Während guter drei Stunden manisch-psychotischer Reizüberflutung verliert man sich selbst immer wieder in einem Chaos aus (Alb)traumbildern und Hollywoodschick, glaubt sich zwischenzeitlich auf sicherem Boden, um dann wieder völlig haltlos im Handlungsstrang verloren zu gehen. Visuell ein Augenschmaus, werden auch die Ohren nicht enttäuscht von einer düster und bisweilen sogar höchst poppigen Hintergrundbeschallung. Und der Geist, der bekommt Futter für die nächsten Monate. Phantastisch!
Dem Dreikäsehoch ist ganz blümerant zumute, seit ihm nicht nur das Kleinod, sondern auch er selbst und sein bedauernswerter Gefühlszustand abhanden zu kommen scheinen. Und das ist jetzt nicht einfach so dahingeschrieben, sondern das Ergebnis eines kleinen, feinen Wettbewerbs unter der Leitung einer höchst sprachgewandten Jury, welche sich aufgemacht hat, das bedrohte Wort 2007 zu suchen und dabei gleich mehrfach fündig wurde.
So liegt das Kleinod also in den letzten Zügen und bringt die Stimmbänder nur noch ganz selten und verschähmt zum Klingen, das Schicksal teilend mit dem wundervollen Augenstern, dem Holden, dem Labsal für die Seele, einst gebauchpinselt, jetzt verschmäht wie das nicht nur sprechender- sondern auch zusehermäßig aussterbende Lichtspielhaus und weggeworfen wie ein alter Schlüpfer.
Auch fernmündlich läuft schon lange nichts mehr, in einer Welt, in der Menschen statt Ohren Handys wachsen und man skypt, smst, voipt und gelegentlich wegen eines Systemabsturzes resertiert und irgendwann dann resigniert vor soviel Bites und Bytes im Sprachgebrauch.
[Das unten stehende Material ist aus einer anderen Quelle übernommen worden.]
PR #1832, opened 2021-07-18
Initial Rust Support

nibanks:
Initial Rust FFI that wraps the MsQuic API.

### DIFF
--- a/.gitignore
+++ b/.gitignore
@@ -367,3 +367,9 @@ FodyWeavers.xsd
 
 # PGO Local Test Copy
 artifacts_server/
+
+# Rust build output folder
+target/
+
+# Cargo (Rust) lock file
+Cargo.lock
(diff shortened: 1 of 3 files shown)


thhous-msft:
I wonder if we should put the ffi code in its own subfolder, either under src or under the root. Right now its only 1 file, but its likely more will be added in the future and we don't want to polute the src root that bad. For C# I was putting everything in src/cs. But maybe root ffi/rust and ffi/cs would be better.

nibanks:
> I wonder if we should put the ffi code in its own subfolder, either under src or under the root. Right now its only 1 file, but its likely more will be added in the future and we don't want to polute the src root that bad. For C# I was putting everything in src/cs. But maybe root ffi/rust and ffi/cs would be better.

From what I could tell, the file name and location was required. As far as having more files in the future, I'm not sure we would. I prefer to keep this as minimal as possible. I could possibly move the `build.rs` into the scripts folder.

Wie wär es da zur Abwechslung mit einem kurzen Reset der deutschen Sprache?
Die liebe Familie empfängt uns wieder und das ist nach 13 Jahre Sendepause wunderbar, um gleich einmal den mörbischintendanten Gaststar der letzten Folge beim Wort zu nehmen. Und in der Wunderwelt herrscht buntes Treiben. Da nascht die Frau Sektionschef an tretrahydrocannabinolisierten Teekekserln und versohlt in Verkleidung einer manisch Arien kollorierenden Anna Netrebkow das Popscherl des Ehegatten, um schlussendlich flaschenweise mit caninem Entwurmungsmitteln abgefüllt zu werden, während die gute Fee des Hauses wie gewohnt ihren Mann steht und die Zuseher souverän durch den ganz normalen Wahnsinn eines Wiener Beamtenhaushaltes navigiert. Frau Sokol ist halt doch die Beste und die Kleiderschürze nach wie vor todschick!
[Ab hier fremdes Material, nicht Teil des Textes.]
PR #1836, opened 2021-07-21
Increase Send Deadlock Detection Threshold

nibanks:
Under certain circumstances (lots of streams with small payloads) the deadlock detection can hit incorrectly. Theoretically, the loop could legally run `QUIC_MAX_FRAMES_PER_PACKET` * `QUIC_MAX_DATAGRAMS_PER_SEND` which is just under 500 right now. We'll double that for good measure.

cc @wfurt

### DIFF
--- a/src/core/send.c
+++ b/src/core/send.c
@@ -1283,7 +1283,7 @@ QuicSendFlush(
         }
 
 #if DEBUG
-        CXPLAT_DBG_ASSERT(++DeadlockDetection < 100);
+        CXPLAT_DBG_ASSERT(++DeadlockDetection < 1000);
         UNREFERENCED_PARAMETER(PrevPrevSendFlags); // Used in debugging only
         PrevPrevSendFlags = PrevSendFlags;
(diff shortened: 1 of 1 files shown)


src/core/send.c
```diff
@@ -1283,7 +1283,7 @@ QuicSendFlush(
         }
 
 #if DEBUG
-        CXPLAT_DBG_ASSERT(++DeadlockDetection < 100);
+        CXPLAT_DBG_ASSERT(++DeadlockDetection < 1000);
```
ThadHouse, line 1286: Should this be `QUIC_MAX_FRAMES_PER_PACKET * QUIC_MAX_DATAGRAMS_PER_SEND * 2` rather than a magic constant?

nibanks: No. .NET folks were seeing this hit in their stress tests and I just want to fix that. I don't expect to the other things to change really any more, so I'm fine with it this way.

ThadHouse (approved):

Dagegen sieht das nachfolgend im Wohnzimmer von Willkommen Österreich Position beziehende Ehepaar Grisse- und Stermann alt und vor allem auch zum Fürchten aus. Nur, dass die Furcht statt Adrenalinstoß eher einen akuten Schlafanfall provoziert. So versteckt sich das Grauen dann vornehmlich hinter zum Erschrecken langweiligen Moderationen und fürchterlich unlustigen Beiträgen und es beschleicht einen die Angst, dass sich hier die Genialität unnötig in Mittelmäßigkeit versteigt.
Meine Herren, vielleicht die intellektuelle Schwärze mit einem feschen Trachtenjanker tauschen und dann in der bauernbeblumten Fernsehstube einen auf singend moderierenden ehemals Sportler machen. Wenn schon stillos, dann richtig, bitte sehr!